THE YEAR OF THE SHEEP (OR THE GOAT)

 

It was decided that separating the goats from the sheep
Would be provident, as sheep are considered
Sweet and cuddly and obedient,
Pleasant to count as one courts sleep.
Sheep leaping from cloud to cloud.

A goat is bad-smelling
And malevolent. Like Pan or Satan.
It escapes. Climbs trees. Anoints itself
With urine. Violates the virgins.

Goat or sheep: the year is unlucky.
Evil omens abide: accidents, tornadoes, typhoons.
Feng Shui master Clement Chan foresees
Fires and crashes.

Last year at Shanghai Hospital women induced birth
To beat the calendar and produce a child
Born in the year of the Lucky Horse.

Sheep are unfortunate; they get fleeced.
Goats are laden with sin and driven
Out of the village into the storm.

The future looks bleak or woolly.
The cloven-hooved ones speak
Of trouble with love or money.
The portents gather in flocks
Of the stupid and the uncanny.



LONESOME DOVE

 

Every morning the owl-like query
Requisitioning sunlight.
The trees long-division finds them
Wanting.
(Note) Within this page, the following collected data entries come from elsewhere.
PR #102, opened 2020-11-23
SJRK-425: add DB migration script for 0.3.0 to 0.4.0

BlueSlug:
This pull request adds an automated database migration script to migrate the data from compatibility with version `0.3.0` to `0.4.0`. 

The migration script will:
- retrieve all story data
- make the required updates to a deep copy of the data (see the script proper for more details)
- write the updates to the database
- retrieve all story data again
- verify that all the required changes have been made

The new file `src/server/db/migrations/utils/dbRequestUtils.js` is grifted verbatim from [GPII-universal](https://github.com/GPII/universal/blob/64e97c2c19473461f6e92b5b750c223f8a21a347/scripts/shared/dbRequestUtils.js
), and retains links to the original source and license files of that project.

This PR also adds code to ensure all new stories added to the DB going forward have their `schemaVersion` value set. This value is being tracked separately from the story data, as the client has no need to know the information, nor do we want the client to have any control over this value as it is used for migration purposes. As mentioned in the commit message for 3c45e03, the method we're using to include this value in the database is not preferred, but all other methods have thus far failed.


BlueSlug:
I'm currently working on something to reduce the code duplication in the verification step (where it checks for required values in each story and block)

src/server/dataSource.js
```diff
@@ -61,7 +66,7 @@ fluid.defaults("sjrk.storyTelling.server.dataSource.couch.view", {
 
 // A CouchDB DataSource for a single story, for use on the storyView and storyEdit pages
 fluid.defaults("sjrk.storyTelling.server.dataSource.couch.story", {
-    gradeNames: ["sjrk.storyTelling.server.dataSource.couch.core", "kettle.dataSource.CouchDB"],
+    gradeNames: ["fluid.modelComponent", "sjrk.storyTelling.server.dataSource.couch.core", "kettle.dataSource.CouchDB"],
```
amb26: Doesn't seem to be any need for this to be a modelComponent

src/server/db/migrations/2020-11-13_0.3.0_to_0.4.0/migrate_0.3.0_to_0.4.0.js
```diff
@@ -0,0 +1,414 @@
...
+                    aDoc.value.id = aDoc.value.id || aDoc._id; // 2.b
+                    aDoc.value.published = aDoc.value.published || true; // 2.c
+                    aDoc.value.timestampCreated = aDoc.value.timestampCreated || new Date().toDateString(); // 2.d
+                    aDoc.value.timestampPublished = aDoc.value.timestampPublished || new Date().toDateString(); // 2.e
+
+                    var blocks = fluid.copy(aDoc.value.content);
+
+                    fluid.each(blocks, function (block, i) {
+                        block.order = block.order || i; // 2.f
+                        block.firstInOrder = block.firstInOrder || i === 0 ? true : false; // 2.g
```
amb26: For these two lines, recall that ternary booleans are always redundant

src/server/db/migrations/2020-11-13_0.3.0_to_0.4.0/migrate_0.3.0_to_0.4.0.js
```diff
@@ -0,0 +1,414 @@
...
+ * @param {Object} options - Where to store the to-be-updated documents
+ *
+ * @return {Array} - The updated documents in the new data structure with the new schema version.
+ */
+sjrk.storyUpdate.updateStoriesData = function (responseString, options) {
+    var allDocs = JSON.parse(responseString);
+    var updatedDocs = [];
+    options.totalNumOfDocs = allDocs.total_rows;
+
+    if (allDocs.rows) {
```
amb26: This test is unnecessary, fluid.each is a no-op on missing arguments. However the intention is clearer if this is a fluid.transform of allDocs.rows (which will also return non-values unchanged)

src/server/db/migrations/2020-11-13_0.3.0_to_0.4.0/migrate_0.3.0_to_0.4.0.js
```diff
@@ -0,0 +1,414 @@
...
+                }
+
+                var requiredStoryValues = [
+                    "published",
+                    "timestampCreated",
+                    "timestampPublished"
+                ];
+
+                fluid.each(requiredStoryValues, function (requiredValue) {
+                    if (typeof aDoc.value[requiredValue] === "undefined") {
```
amb26: typeof check is unnecessary (this is only required when using global names which may not have been declared) - aDoc.value[requiredValue] === undefined is fine

src/server/db/migrations/2020-11-13_0.3.0_to_0.4.0/migrate_0.3.0_to_0.4.0.js
```diff
@@ -0,0 +1,414 @@
...
+                    fluid.log("Updating the story with ID: ", aDoc._id);
+                    updatedDocs.push(aDoc);
+                }
+            }
+        });
+
+        options.updatedDocs = updatedDocs;
+    }
+
+    return updatedDocs;
```
amb26: Given the return values of all these functions are ignored by the caller, it seems odd to return them.
You could either axe the returns, or else turn this into a slightly more "functional" pipeline involving fluid.promise.fireTransformEvent - this seems to make sense since the yielded value from sjrk.storyUpdate.updateStoriesData is actually supplied to sjrk.storyUpdate.updateDB - the latter can then get the signature sjrk.storyUpdate.updateDB(updatedDocs, options). "responseString" then becomes the previous payload in the chain.
This would also result in some simplification of the logic in gpii.dbRequest.createResponseHandler which accepts a function returning a promise, and then accepts another promise - it could then simply return a promise for its yielded result.
This might be a too ambitious refactoring for the current situation but we should leave the recommendation as a note in case this code gets revisited (I see it has also hopped across from another project once).

src/server/db/migrations/2020-11-13_0.3.0_to_0.4.0/migrate_0.3.0_to_0.4.0.js
```diff
@@ -0,0 +1,414 @@
...
+
+                fluid.each(aDoc.value.content, function (block, i) {
+                    var requiredBlockValues = [
+                        "order",
+                        "firstInOrder",
+                        "lastInOrder"
+                    ];
+
+                    fluid.each(requiredBlockValues, function (requiredValue) {
+                        if (typeof block[requiredValue] === "undefined") {
```
amb26: As above

src/server/dataSource.js
```diff
@@ -13,6 +13,11 @@ var fluid = require("infusion");
 require("kettle");
 
 var sjrk = fluid.registerNamespace("sjrk");
+fluid.registerNamespace("sjrk.storyTelling.server.dataSource.couch.story");
+
+// This is the data schema version for the project.
+// All new stories will have their version set to this value.
+sjrk.storyTelling.server.dataSource.couch.story.schemaVersion = "0.4.0";
```
cindyli: I feel it probably makes more sense to separate the version of the data model from the version of the SJRK tool since not every SJRK release will include a data model update.

It's also odd to see the schema version bumps from undefined to 0.4.0.

@BlueSlug, when you have time, It would be nice to have a data model documentation with data structure for every schema version including undefined.

src/server/dataSource.js
BlueSlug: This was leftover from a previous attempt to communicate the schemaVersion to the data record. Removing it!

src/server/db/migrations/2020-11-13_0.3.0_to_0.4.0/migrate_0.3.0_to_0.4.0.js
BlueSlug: An old habit from my C# days :) Thanks for pointing that one out!

src/server/db/migrations/2020-11-13_0.3.0_to_0.4.0/migrate_0.3.0_to_0.4.0.js
```diff
@@ -0,0 +1,414 @@
...
+ * @param {Array} processArgv - The command line arguments.
+ *
+ * @return {Object} - The options.
+ */
+sjrk.storyUpdate.initOptions = function (processArgv) {
+    var options = {};
+    options.couchDbUrl = processArgv[2];
+    options.maxDocsInBatchPerRequest = Number(processArgv[3]) || sjrk.storyUpdate.defaultMaxDocsInBatchPerRequest;
+
+    options.storiesUrl = options.couchDbUrl + "/_all_docs?include_docs=true&limit=" + options.maxDocsInBatchPerRequest;
```
cindyli: The script is not handling the `maxDocsInBatchPerRequest` properly by calling the recursive function `gpii.dbRequest.processRecursive()` to update documents in batch until all are updated.

Depending on number of documents you will update, as well as if there are other customers hosting their own SJRK servers that will use this migration script and their data volumes, you may either use your current logic but remove the support of `maxDocsInBatchPerRequest`, or add the recursive calls to properly support this feature.

src/server/db/migrations/2020-11-13_0.3.0_to_0.4.0/migrate_0.3.0_to_0.4.0.js
```diff
@@ -0,0 +1,414 @@
...
+        fluid.each(allDocs.rows, function (aRow) {
+            var aDoc = aRow.doc;
+            // To filter out the "_design/views" doc that doesn't have the "schemaVersion" field
+            if (aDoc.type === "story") {
+
+                // assume all stories were successfully migrated
+                // if an error is discovered, the cause will be tracked
+                var invalidStoryReasons = [];
+
+                if (!aDoc.schemaVersion || aDoc.schemaVersion < sjrk.storyUpdate.newSchemaVersion) {
```
cindyli: If all docs should have the new schema version, shall the 2nd condition be `aDoc.schemaVersion !== sjrk.storyUpdate.newSchemaVersion`?

src/server/db/migrations/2020-11-13_0.3.0_to_0.4.0/migrate_0.3.0_to_0.4.0.js
```diff
@@ -0,0 +1,414 @@
...
+                    invalidStoryReasons.push("Story schema version is not up to date");
+                }
+
+                if (!aDoc.value.id || aDoc.value.id !== aDoc._id) {
+                    invalidStoryReasons.push("Story ID and internal database ID do not match");
+                }
+
+                var requiredStoryValues = [
+                    "published",
```
cindyli: I wonder rather than checking all non-existent keys now exist, shall their values be checked as well? For example:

A negative number. A
Fraction of hurt. Grey as Quakers
On a quest for illumination to the lawns
Of those just waking. We are troubled
By their petition. How they ask, but
Never answer. We don’t know either,
This equation that suspends
Logic. It’s querulous, patient
As a monk at the prie dieu
Waiting to be blessed with understanding
That morning means mourning
Somewhere for someone.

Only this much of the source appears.